START Extracted material
PR #49, opened 2019-06-11
Fix build on mac and add WeightNorm.module() getter

lunixbochs:
I'm trying to export weights from my wav2letter models and WeightNorm didn't have an obvious way of getting at the underlying Conv2d module.


lunixbochs:
What's this waiting on? I basically need to maintain a flashlight fork to be able to export wav2letter modules until the module() getter is merged, which makes it harder for people to build my wav2letter fork.

jacobkahn:
Apologies for the delay @lunixbochs — importing. Looks fine to me.

PR #72, opened 2019-10-30
Automatic Mixed Precision (AMP) support in flashlight

mtmd:
Summary:
Implements Automatic Mixed Precision (AMP) support in Flashlight. All appropriate modules will support half precision for their computations and use mixed precision (a combination of half precision and full precision) to strike a balance between accuracy and speedup. It also enables Tensor Cores when applicable to further accelerate the training.


flashlight/autograd/Variable.h
```diff
@@ -116,6 +117,43 @@ class Variable {
    */
   af::array& array() const;
 
+  /**
+   * Casts the variable into an appriperiate type based on the value of
```
WilliamTambellini: appriperiate ?

flashlight/meter/PerformanceAudit.h
```diff
@@ -0,0 +1,347 @@
...
+
+/**
+ * Determines the math type that should be used for a certain CUDA kernel
+ * (calculating a convolution in both forward and backward may incur multiple
+ * CUDA kernel calls).
+ * F32: Computation must be performed in F32.
+ * F32_ALLOW_CONVERSION: Input and output are in F32, however, we give
+ * permission to the algorithm to convert to F16 if it determines such
+ * conversion is beneficial.
+ * F16: Input and output are in F16. Hence, not internal conversion will occur.
```
WilliamTambellini: no internal ?

flashlight/autograd/Variable.h
mtmd: Thank you, @WilliamTambellini. Fixed. Will be part of the next commit.

flashlight/meter/PerformanceAudit.h
mtmd: Thank you, @WilliamTambellini. Fixed. Will be part of the next commit.

examples/DistributedTraining.cpp
```diff
@@ -30,7 +30,8 @@ int main() {
   auto reducer = std::make_shared<fl::CoalescingReducer>(
       /*scale=*/1.0 / worldSize,
       /*async=*/true,
-      /*contiguous=*/true);
+      /*contiguous=*/true,
+      /*useMixedPrecision*/ false);
```
jacobkahn: Instead of passing this bool flag or even an `af::dtype`, let's do what I suggested above for autograd and Modules - let's look at the `af::dtype` if the `af::array` which we're synchronizing and choose which NCCL param type we use based on that so there aren't any unexpected casts.

flashlight/autograd/Functions.cpp
```diff
@@ -50,6 +50,7 @@ Variable operator+(const Variable& lhs, const Variable& rhs) {
   auto result = lhs.array() + rhs.array();
   auto gradFunc = [](std::vector<Variable>& inputs,
                      const Variable& grad_output) {
+    typeTrace("Operator+ BWD", grad_output.type());
```
jacobkahn: Just curious - I understand these are probably helpful for debugging; is the plan to remove these before merging?

flashlight/autograd/Functions.cpp
```diff
@@ -236,35 +246,51 @@ Variable operator!(const Variable& input) {
   return Variable(result, false);
 }
 
-Variable max(const Variable& lhs, const Variable& rhs) {
+Variable
+max(const Variable& lhs, const Variable& rhs, const bool useMixedPrecision) {
```
jacobkahn: The nice thing about removing this flag and removing `autoCast` is that we don't need any autocast logic at all - we basically just do the operation in whatever precision the input Variables had, which ArrayFire will do by default.

flashlight/autograd/backend/cpu/Conv2D.cpp
```diff
@@ -42,9 +42,26 @@ Variable conv2d(
     int py,
     int dx,
     int dy,
-    int groups) {
+    int groups,
+    bool useMixedPrecision,
+    const ConvPerfAuditPtr audit) {
+  if (useMixedPrecision) {
+    throw std::runtime_error("Half precision is not supported in CPU.");
```
jacobkahn: We can handle this case similarly by checking the `input.dtype()` and throwing if it `== af::dtype::f16`.

flashlight/autograd/backend/cpu/Conv2D.cpp
```diff
@@ -42,9 +42,26 @@ Variable conv2d(
     int py,
     int dx,
     int dy,
-    int groups) {
+    int groups,
+    bool useMixedPrecision,
+    const ConvPerfAuditPtr audit) {
```
jacobkahn: Is the `ConvPerfAuditPtr` also for debugging benchmarking? I'd prefer if we removed it before merging.

flashlight/autograd/backend/cuda/BatchNorm.cpp
```diff
@@ -131,70 +136,80 @@ Variable batchnorm(
...
+      DevicePtr grad_in_raw(grad_in.array());
+      DevicePtr grad_wt_raw(grad_wt.array());
+      DevicePtr grad_bs_raw(grad_bs.array());
+
+      DevicePtr grad_op_raw(grad_output.array());
+
+      DevicePtr save_mean_raw(save_mean);
+      DevicePtr save_var_raw(save_var);
+
+      CUDNN_CHECK_ERR(cudnnBatchNormalizationBackward(
```
jacobkahn: Noticing that this logic hasn't changed at all for the AMP case - is this intentional?

flashlight/autograd/backend/cuda/Conv2D.cpp
```diff
@@ -6,17 +6,49 @@
...
+    CUDNN_CONVOLUTION_FWD_ALGO_IMPLICIT_PRECOMP_GEMM,
+    CUDNN_CONVOLUTION_FWD_ALGO_WINOGRAD_NONFUSED};
+
+const u_set<cudnnConvolutionBwdDataAlgo_t> bwdDataPreferredAlgos = {
+    CUDNN_CONVOLUTION_BWD_DATA_ALGO_1,
+    CUDNN_CONVOLUTION_BWD_DATA_ALGO_WINOGRAD_NONFUSED};
+
+const u_set<cudnnConvolutionBwdFilterAlgo_t> bwdFilterPreferredAlgos = {
+    CUDNN_CONVOLUTION_BWD_FILTER_ALGO_1,
+    CUDNN_CONVOLUTION_BWD_FILTER_ALGO_WINOGRAD_NONFUSED};
```
jacobkahn: Good to know — thanks for adding this! 👍

flashlight/autograd/backend/cuda/Conv2D.cpp
```diff
@@ -25,25 +57,70 @@ constexpr cudnnConvolutionBwdDataAlgo_t kBwdDataDefaultAlgo =
...
 // Get the algorithm which gives best performance.
 // Since cuDNN doesn't support memory limits, we manually choose an algorithm
 // which requires less than a specific workspace size.
-template <typename T>
-T getBestAlgorithm(const std::vector<T>& algoPerfs) {
+template <typename T, typename ALGO_TYPE>
+T getBestAlgorithm(
+    const std::vector<T>& algoPerfs,
+    const u_set<ALGO_TYPE>& preferredAlgos,
+    const bool algoMustSupportF16) {
```
jacobkahn: As above, it's best if bool flags like this were passed as `af::dtype`s directly so that we can easily add support for other precisions and keep everything less opinionated.

flashlight/meter/PerformanceAudit.h
```diff
@@ -0,0 +1,347 @@
+/*
```
jacobkahn: As above - you're planning on removing this after you're done benchmarking, yes?

flashlight/distributed/reducers/CoalescingReducer.h
```diff
@@ -26,6 +26,7 @@ class Variable;
  * ``finalize`` must be called before using a given value.
  */
 class CoalescingReducer : public Reducer {
+  bool useMixedPrecision_;
```
jacobkahn: See my above comment. We should just dynamically choose the `ncclType` based on the `af::dtype` if the Variable to be reduced. That way we don't potentially accidentally lose precision in the reduction if we sync parameters from an fp32 module.

flashlight/optim/Optimizers.cpp
```diff
@@ -168,8 +175,24 @@ void AdamOptimizer::step() {
...
+      af::eval(dataF32);
+      data = dataF32.as(f16);
+    } else {
+      if (wd_ != 0) {
+        // Weight decay term
+        data = data - wd_ * data;
+      }
+      data =
+          data - (correctedLr * biasedFirst) / (af::sqrt(biasedSecond) + eps_);
+    }
```
jacobkahn: We want to do all parameter and gradient accumulations in fp32 for now. There's a fair amount of research supporting that this is important in seq2seq domains (happy to share); there shouldn't be a need to check if the accumulator is fp16.

flashlight/nn/modules/Module.h
```diff
@@ -44,6 +44,17 @@ class Module {
...
+   * A golden reference of parameters (FP32) when mixed precision mode is
+   * enabled.
+   */
+  std::vector<af::array> paramsF32_;
+
+  /**
+   * Determines if the module is allowed to uses mixed precision.
+   */
+  bool useMixedPrecision_ = false;
+
```
jacobkahn: As above, we don't need to serialize the mixed precision flag and can always serialize the fp32 params for now. We can add functionality to change the precision of the weights we serialize later.

mtmd:
Thank you very much @jacobkahn for the detailed feedback :). I have a few questions, let's discuss them one at a time to ensure there will be no misunderstanding. I had the same feeling about the `useMixedPrecision` flag. It's possible to move forward with it's removal in modules that don't have parameters, and achieve the same functionality with the cast that you suggested. However, when a module has parameters (e.g., convolution) I use the flag to create a master copy (single precision) of parameters on instantiation. Subsequently, in each iteration, the master copy gets updated during the optimization and the half precision copy will be used for computation.  How are we planing to take care of this after we remove the `useMixedPrecision` flag?

flashlight/autograd/Functions.cpp
mtmd: As you mentioned, it is useful for debugging. In particular, if in future a module gets revised and starts generating output in an undesired data type (e.g., due to a type promotion), this function can be used to quickly detect the reason for the performance hit. Otherwise, the program might be casting large tensors back and forth without us noticing. In terms of performance, It doesn't adversely impact the execution time, since it gets completely optimized away when the `TRACE_PRECISION` is not defined.

flashlight/autograd/backend/cpu/Conv2D.cpp
mtmd: `ConvPerfAuditPtr` is not for debugging. It helps with choosing the convolution algorithm that yields the highest performance. Depending on the convolution kernel, there are cases that performing the convolution in F32 can actually yield a better performance (since not all algorithms can support half precision). In those cases, even if the data is in F16, it is beneficial to perform the convolution in F32. I understand that it adds complication, so we can remove it. However, if we remove it, there will be significant performance loss on some networks.

flashlight/autograd/backend/cuda/BatchNorm.cpp
mtmd: Actually for BN, if I understand your question correctly, providing input tensors with correct type is all we need to do. In the current version, we take care of that with the `autoCast`.

flashlight/optim/Optimizers.cpp
mtmd: @jacobkahn sure. Can you please share some of those articles with me to take a look at them?

jacobkahn: https://arxiv.org/pdf/1710.03740.pdf is the canonical one, but there's also https://arxiv.org/pdf/1802.00930.pdf and https://arxiv.org/pdf/1807.11205.pdf which discuss the update a bit.

jacobkahn:
@mtmd to answer your questions:

>  use the flag to create a master copy (single precision) of parameters on instantiation

You're right - with the implementation without the flag, we always store parameters in FP32. The API we came up with with respect to this is similar to what you have, except we add a constructor that also allows an `af::dtype` to be passed, which specifies how the parameters are actually stored. That way, we can still use an `fl::Variable` and `af::array`, but will just cast the parameters upon instantiation.

That's a separate change to the other operators though, so I think it makes sense to implement that either in a separate PR or a separate commit, if that makes sense. Preliminarily, params in modules can always be fp32.

On artifact or always keeping fp32 master and converting to fp16 on each iteration is that we'll have to convert then on the fly, as you say. With ArrayFire, since there are no in-place operations anyways with the JIT, converting them on the fly is just as good as keeping a separate copy, since that underlying memory can change. This is something that the memory manager can take care of, but we don't need to store an fp16 array on the module, since it might go unused and won't save memory overhead.

> the master copy gets updated during the optimization and the half precision copy will be used for computation. How are we planing to take care of this

The simple solution is to check the input - if it's fp16, then convert the weights to fp16 on the fly and do the fp16 operation. Otherwise, use full precision. As I mentioned above, we can change down the line how the weights are stored, but we should have fp32 as the default option either way.

flashlight/autograd/backend/cuda/BatchNorm.cpp
jacobkahn: Ok. Once we remove `autoCast`, the tensor `DevicePtr` should already have the correct precision.

flashlight/autograd/backend/cpu/Conv2D.cpp
jacobkahn: Got it — that's helpful. Didn't quite understand what was happening there.

My primary question is — why do we actually need this? Why is the choice of algorithm empirical like this — can't cuDNN select this ahead of time based on heuristics similar to these and the cudnn math mode?

We can definitely have some sort of stateful thing which keeps tallies of performance for the operator — need to think about the implementation a bit.

mtmd:
@jacobkahn, Awesome! Will restart working on this repository late this week/early next week.

jacobkahn:
Hey @mtmd — how's it coming along? Do you have any questions?

flashlight/autograd/backend/cpu/Conv2D.cpp
jacobkahn: Also want to add — because the shape of the convolutions that we perform changes so frequently, we never use `cuDNN` benchmark mode, so those heuristics don't really do much for us. I'd be interested in seeing a benchmark with and without the Conv audit.

mtmd:
> Hey @mtmd — how's it coming along? Do you have any questions?

Hi Jacob (@jacobkahn), not at the moment, thank you for asking :). Prepared and pushed a new commit. Should include almost everything that we have discussed so far.

flashlight/nn/modules/Module.cpp
```diff
@@ -88,6 +90,25 @@ Variable UnaryModule::operator()(const Variable& input) {
   return this->forward(input);
 }
 
+PrecisionCast::PrecisionCast(af::dtype targetType) : targetType_(targetType) {}
```
jacobkahn: Can we move `PrecisionCast` to its own file rather than defining it in `Module`?

flashlight/nn/modules/Module.h
```diff
@@ -163,6 +169,23 @@ class UnaryModule : public Module {
   FL_SAVE_LOAD_WITH_BASE(Module)
 };
 
+/**
+ * Precision Cast Module. Casts the input from its original precision to the
+ * target precision. Precision cast only alters the underlying array and leaves
+ * other attributes of the input variable unchanged.
+ */
+
+class PrecisionCast : public UnaryModule {
```
jacobkahn: Why is precision cast a unary module? Shouldn't it be able to operate on a vector of `fl::Variable` as well and cast each element?

flashlight/meter/PerformanceAudit.h
```diff
@@ -0,0 +1,353 @@
...
+    bwdFilter->setUseMixedPrecision(useMixedPrecision);
+  }
+};
+
+using ConvPerfAuditPtr = std::shared_ptr<ConvPerfAudit>;
+
+/**
+ * @return returns a pointer to a ConvPerfAudit struct.
+ */
+inline ConvPerfAuditPtr getConvAuditHandle() {
```
jacobkahn: Still not crazy about the perf audit, but starting to warm up to it a bit. Going to give more thought to how we might want to add this and will give feedback shortly afterwards.

flashlight/autograd/Functions.h
```diff
@@ -361,6 +363,18 @@ split(const Variable& input, const std::vector<dim_t>& splitSizes, int dim);
...
+ * Repeats the tensor `input` along specific dimensions. The number of
+ * repetition along each dimension is specified in descriptor `dims`.
+ *
+ * @param[in] precision Type of the output vector when is it is desired to
+ * be different from the input type. This is particularly useful when tile is
+ * applied on parameters and the results will be used in a half precision
+ * arithmetic.
+ */
+Variable
+tile(const Variable& input, const af::dim4& dims, const af::dtype precision);
```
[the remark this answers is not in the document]
mtmd: Yes, sometimes we use this function to tile the weights. In such settings, it would be beneficial to use the target type instead of weight type (i.e., f32). Please see line: 41 in  LayerNorm.cpp.
The function is overloaded. The default one (line 364 in Functions.h) inspects the input type and performs the tilling according to that.

flashlight/autograd/backend/cuda/BatchNorm.cpp
```diff
@@ -66,26 +69,44 @@ Variable batchnorm(
...
-  auto weight_nonempty = weight.isempty()
+  auto weightNonempty = weight.isempty()
       ? Variable(af::constant(1.0, wt_desc_dims, input.type()), false)
       : weight;
-  auto bias_nonempty = bias.isempty()
+  auto biasNonempty = bias.isempty()
       ? Variable(af::constant(0.0, wt_desc_dims, input.type()), false)
       : bias;
 
+  af::array* weightArrayPtr;
```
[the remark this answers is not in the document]
mtmd: Yes, that was the concern. Sure. Moved ahead and replaced all the pointers.

flashlight/autograd/backend/cuda/BatchNorm.cpp
```diff
@@ -145,25 +168,46 @@ Variable batchnorm(
             : inputs[1];
         auto& bs = inputs[2];
 
-        const void* one1 = kOne(in.type());
-        const void* zero0 = kZero(in.type());
+        af::array* grad_output_array_ptr;
```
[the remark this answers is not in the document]
mtmd: Done.

flashlight/autograd/backend/cuda/RNN.cpp
```diff
@@ -39,11 +38,42 @@ void rnn_backward(
...
+  typeTrace("RNN BWD - hx", inputs[1].type());
+  typeTrace("RNN BWD - cx", inputs[2].type());
+
   auto input = inputs[0];
   auto hx = inputs[1];
   auto cx = inputs[2];
   auto weights = inputs[3];
 
+  af::array hxArray;
+  af::array* hxArrayPtr;
```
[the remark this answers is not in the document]
mtmd: Done.

flashlight/autograd/backend/cuda/RNN.cpp
```diff
@@ -62,6 +92,10 @@ void rnn_backward(
   DropoutDescriptor dropout(drop_prob);
   RNNDescriptor rnn_desc(
       input.type(), hidden_size, num_layers, mode, bidirectional, dropout);
+  if (input.type() == f16) {
```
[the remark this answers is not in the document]
mtmd: Yes, it should handle all cases. Note that we reinitialize the descriptor in every iteration. As a result, it uses `f32` except if we instruct it otherwise. Nonetheless, it's good to add a case for `f32` to increase the readability. I went ahead and revised the code accordingly.

flashlight/common/Defines.h
```diff
@@ -10,6 +10,8 @@
 
 #include <cstdlib>
 
+#define __forceinline __attribute__((always_inline)) inline
```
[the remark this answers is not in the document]
mtmd: No. Choice of always inline was made to ensure the critical code section would not include overhead of function call in case `-fno-inline` is set or the inlining limit is reached. The former is the default when not optimizing ([more](https://gcc.gnu.org/onlinedocs/gcc/Optimize-Options.html)).

flashlight/common/Utils.cpp
```diff
@@ -26,4 +28,48 @@ bool allClose(
...
+      {u64, "u64"},
+      {s16, "s16"},
+      {u16, "u16"},
+      {f16, "f16"},
+  };
+  if (typeToStr.find(type) != typeToStr.end()) {
+    return typeToStr[type];
+  }
+  throw std::invalid_argument("Invalid inputs type: " + type);
+}
```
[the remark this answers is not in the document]
mtmd: Yes:
`stringToAfType()` is used in wav2letter when casting the input arch file.
`afTypeToString()` is used in `prettyString()` method of `PrecisionCast` class.

flashlight/common/Utils.h
```diff
@@ -8,21 +8,59 @@
...
+    return static_cast<std::size_t>(t);
+  }
+};
+
+template <typename T>
+using u_set = std::unordered_set<T, EnumNaiveHash>;
+
+template <typename KeyType, typename ValueType>
+using u_map = std::unordered_map<KeyType, ValueType, EnumNaiveHash>;
+
```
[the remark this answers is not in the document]
mtmd: That's correct. However, `u_set` is used in `Conv2D.cpp`.

flashlight/distributed/reducers/CoalescingReducer.cpp
```diff
@@ -22,6 +22,7 @@ CoalescingReducer::~CoalescingReducer() {
 }
 
 void CoalescingReducer::add(Variable& var) {
+  var.cast(f32);
```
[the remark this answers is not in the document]
mtmd: Precisely. However, there is a bit complication involved. That's why I initially moved ahead with a naive implementation: 
1. In a lazy approach, a cast to a higher precision will increase the current size of `cache_` by ~2X. The new size can be larger than the the constant threshold that is set for flushing the data (i.e., `kCoalesceCacheSize`). This is gonna break other assumptions regarding when we actually flush, since flushing can happen anywhere in the range of `[kCoalesceCacheSize, 2*kCoalesceCacheSize)`.
2. We can find a remedy for the aforementioned issue, but also we need to reconsider the choices that are made for coalesced memory allocation in `NcclContext::getCoalesceBuffer()`.

Perhaps we can keep this in the naive form for this PR in favor of agility.

flashlight/nn/modules/Module.cpp
mtmd: Done.

flashlight/nn/modules/Module.h
mtmd: True. Fixed.

flashlight/meter/PerformanceAudit.h
mtmd: Sure. Feel free to share your thoughts on how you'd prefer to change it :).

jacobkahn: See my comment below.

jacobkahn:
@mtmd — after discussing further with the team, we've decided we want to remove all of the perf audit stuff for now. We know not having it incurs a performance penalty, but we need to take some time to think about how the implementation interacts with the overall framework and how it can be made generic enough. We'd still like to merge the other parts of the change and we're really excited about them!

Once you remove that, pending a few other of my comments above, we should be ready to squash and merge everything. Thanks again for the outstanding work and patience here!

flashlight/distributed/reducers/CoalescingReducer.cpp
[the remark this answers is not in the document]
jacobkahn: These are great points. I do have ways to resolve both of these issues, but you're right that for now, we can move forward with a naive implementation (Y) and make those other changes down the line.

mtmd:
> @mtmd — after discussing further with the team, we've decided we want to remove all of the perf audit stuff for now. We know not having it incurs a performance penalty, but we need to take some time to think about how the implementation interacts with the overall framework and how it can be made generic enough. We'd still like to merge the other parts of the change and we're really excited about them!
> 
> Once you remove that, we should be ready to squash and merge everything. Thanks again for the outstanding work and patience here!

@jacobkahn Thank you, Jacob. Removed it in 5dd5ea5.

mtmd:
Hey Jacob, I went over our conversations and it seems like there are no more pending action items. If correct, please let me know to move forward with squashing.

jacobkahn:
@mtmd - yes, everything looks good. A few other notes as I start merging things in.
- When I merge the PR, it'll squash all the commits automatically - you don't have to do any squashing on your side.
- For now, we're going to merge this into separate branches inside flashlight and wav2letter. Because this change doesn't compile if you're not using ArrayFire master and the 3.7 release still won't be ready for a few more weeks, we want to make sure that master still builds with stable ArrayFire releases. We'll use those branches in flashlight and wav2letter to continue work on this as needed; once AF 3.7 is available, we'll send another PR to merge those into master.

mtmd:
@jacobkahn Sounds great. Please feel free to let me know if we need more work on this thread. Also, please let me know when we want to start reviewing the corresponding PR in w2l repository.

jacobkahn:
@mtmd — I've started reviewing https://github.com/facebookresearch/wav2letter/pull/435 as well — I hope to finish in the next day or two. I'm actually now leaning towards waiting until AF 3.7 is done and merging this directly into master.

mtmd:
Thank you @jacobkahn. Will Take care of it next week.

flashlight/nn/modules/PrecisionCast.cpp
```diff
@@ -0,0 +1,61 @@
...
+namespace fl {
+
+PrecisionCast::PrecisionCast(af::dtype targetType) : targetType_(targetType) {}
+
+std::vector<Variable> PrecisionCast::forward(
+    const std::vector<Variable>& inputs) {
+  std::vector<Variable> outputs;
+  for (auto input : inputs) {
+    auto output = input.withoutData();
+    output.array() = input.array().as(targetType_);
```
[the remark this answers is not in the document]
mtmd: Changed.

flashlight/autograd/Variable.h
```diff
@@ -116,6 +117,18 @@ class Variable {
...
+  /**
+   * Casts the variable to the given data type.
+   *
+   * @param[in] type target data type
+   */
+  __forceinline void cast(af::dtype type) {
+    if (this->type() == type) {
+      return;
+    }
+    array() = array().as(type);
```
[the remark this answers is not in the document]
mtmd: Fixed.

mtmd:
> @mtmd — the wait's over - flashlight is finally bumped to ArrayFire 3.7.1, so this PR should build with everything else! Would be great if you could rebase your fork on top of flashlight master.
> 
> I also have very old draft review comments below - I'm not sure if I already submitted them or if they're relevant anymore, but submitting nonetheless.

Thank you @jacobkahn for your comments. Rebased, addressed the issues, and pushed.

jacobkahn:
@mtmd — just rebased the `amp` branch, on master, so if you could rebase once more, that would be great.

flashlight/autograd/Variable.h
```diff
@@ -116,6 +117,42 @@ class Variable {
...
   af::array& array() const;
 
+  /**
+   * Casts the variable to the given data type.
+   *
+   * @param[in] type target data type
+   * @param[in] castGrad determines if the gradient should be casted in case it
+   * exists.
+   */
+  __forceinline void inPlaceCast(af::dtype type, bool castGrad = true) {
```
jacobkahn, line 127: Is there some reason to define these in the header/inline? Would prefer not to.

jacobkahn: Also, I'm not sure if a situation in which we'd want `castGrad` to *not* be true. If that were the case, we could just potentially set the gradient ourselves, but it seems like an edge case. I think we should remove the argument/condition.

mtmd: Done, done, rebased, and pushed.

flashlight/nn/modules/PrecisionCast.cpp
```diff
@@ -0,0 +1,60 @@
+/*
```
jacobkahn, line 1: Please remove the copyright header and license from files that have them. Is there a reason you've added them?

flashlight/nn/modules/PrecisionCast.h
```diff
@@ -0,0 +1,56 @@
+/*
```
jacobkahn, line 1: ditto with copyright/license header.

mtmd:
> @mtmd — can you rebase again? For whatever reason, it seems there are still a lot of changes from master that are showing up as being tracked in the PR. I can also rebase your fork if you're having trouble. `flashlight:amp` should be even with master as before.
> 
> Also, see my below comments.

Oh! Just noticed. Done.

flashlight/nn/modules/PrecisionCast.cpp
mtmd: >> workplace.

flashlight/nn/modules/PrecisionCast.h
mtmd: => workplace.

flashlight/nn/Utils.h
```diff
@@ -13,13 +13,38 @@
...
 
+#include <iomanip>
+
 #include <af/dim4.hpp>
 
 #include "flashlight/common/Defines.h"
+#include "flashlight/common/Utils.h"
 #include "flashlight/nn/modules/Module.h"
 
+#ifdef TRACE_PRECISION
```
jacobkahn, line 24: Can we put this in an anonymous namespace?

flashlight/nn/modules/Conv2D.h
```diff
@@ -8,9 +8,11 @@
 
 #pragma once
 
+#include <memory.h>
```
jacobkahn, line 11: remove? I assume this is something internal :)

flashlight/nn/modules/PrecisionCast.h
```diff
@@ -0,0 +1,28 @@
...
+ * Precision Cast Module. Casts the input from its original precision to the
+ * target precision. Precision cast only alters the underlying array and leaves
+ * other attributes of the input variable unchanged.
+ */
+class PrecisionCast : public Module {
+  af::dtype targetType_;
+  PrecisionCast() = default;
+  FL_SAVE_LOAD_WITH_BASE(Module, targetType_)
+ public:
+  PrecisionCast(af::dtype targetType);
```
jacobkahn, line 19: I know they're trivial, but can we add doxygen docs for these two?

Would be nice to be precise about the behavior that `std::vector<Variable> forward(const std::vector<Variable>& inputs) override;` casts every input.

flashlight/nn/modules/PrecisionCast.h
```diff
@@ -0,0 +1,28 @@
...
+  std::vector<Variable> forward(const std::vector<Variable>& inputs) override;
+  Variable forward(const Variable& input);
+  Variable operator()(const Variable& input);
+  std::string prettyString() const override;
+};
+
+} // namespace fl
+
+CEREAL_REGISTER_TYPE(fl::PrecisionCast)
```
jacobkahn, line 28: newline at end of file please

flashlight/nn/Utils.h
mtmd: Sure.

flashlight/nn/modules/Conv2D.h
mtmd: Done.

flashlight/nn/modules/PrecisionCast.h
mtmd: Sure.

flashlight/nn/modules/PrecisionCast.h
mtmd: Done.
END Extracted material
### The task
A single number is requested: the count of lines in the data that hold "override".

### Exercise result
3